● **Work task**
What lines below include the string "could"? Pick them out and copy them.
+-------+
PR #925, opened 2026-06-01
N°9597 - Switch environment to a build environment must not be available

Lenaick:
## Base information

| Related to a SourceForge thread / Another PR / A GitHub Issue / Combodo ticket? | [N°9597](https://support.combodo.com/pages/UI.php?operation=details&class=Bug&id=9597)                 |

## Symptom

When checking compatibility during setup, a build environment is created. It should not be possible to switch to this environment via the system

## Proposed solution

Add an exception if the target environment of `switch_env` ends with `*-build`

### DIFF
--- a/sources/Service/Startup/StartupService.php
+++ b/sources/Service/Startup/StartupService.php
@@ -1,0 +1,58 @@
+<?php
+
+namespace Combodo\iTop\Service\Startup;
+
+use Combodo\iTop\Application\Helper\Session;
+use CoreException;
+use IssueLog;
+
+class StartupService
+{
+	/**
+	 * @param string|null $sSwitchEnv
+	 * @param bool $bAllowCache
+	 *
+	 * @return string
+	 * @throws CoreException
+	 */
+	public static function SetItopEnvironment(?string $sSwitchEnv, bool &$bAllowCache): string
+	{
+		if (static::IsBuildEnvironment($sSwitchEnv)) {
+			$oException = new CoreException("Switching to environment '$sSwitchEnv' is not allowed since it is a build environment");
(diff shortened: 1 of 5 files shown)


sources/Service/Startup/StartupService.php
```diff
@@ -0,0 +1,58 @@
...
+class StartupService
+{
+	/**
+	 * @param string|null $sSwitchEnv
+	 * @param bool $bAllowCache
+	 *
+	 * @return string
+	 * @throws CoreException
+	 */
+	public static function SetItopEnvironment(?string $sSwitchEnv, bool &$bAllowCache): string
```
odain-cbd: what is the meaning of $bAllowCache? it seems not related to opcache/apccache.

maybe you could document what is its purpose.

odain-cbd: maybe you could change all local method and remove staitc which is not so usefull. and not recommended by phpunit (no mock possible)

odain-cbd (changes requested):

sources/Service/Startup/StartupService.php
Lenaick: This is a boolean that determines whether the APC cache can be used or not, in conjunction with the `apc_cache.enabled` parameter
In the case of the environment switch, the cache must not be used
I've updated the documentation

odain-cbd (approved):

sources/Service/Startup/StartupService.php
Hipska: Maybe a small explanation in the php doc for both parameters would be handy?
+-------+
● **Response for this exercise**
maybe you could document what is its purpose.
odain-cbd: maybe you could change all local method and remove staitc which is not so usefull. and not recommended by phpunit (no mock possible)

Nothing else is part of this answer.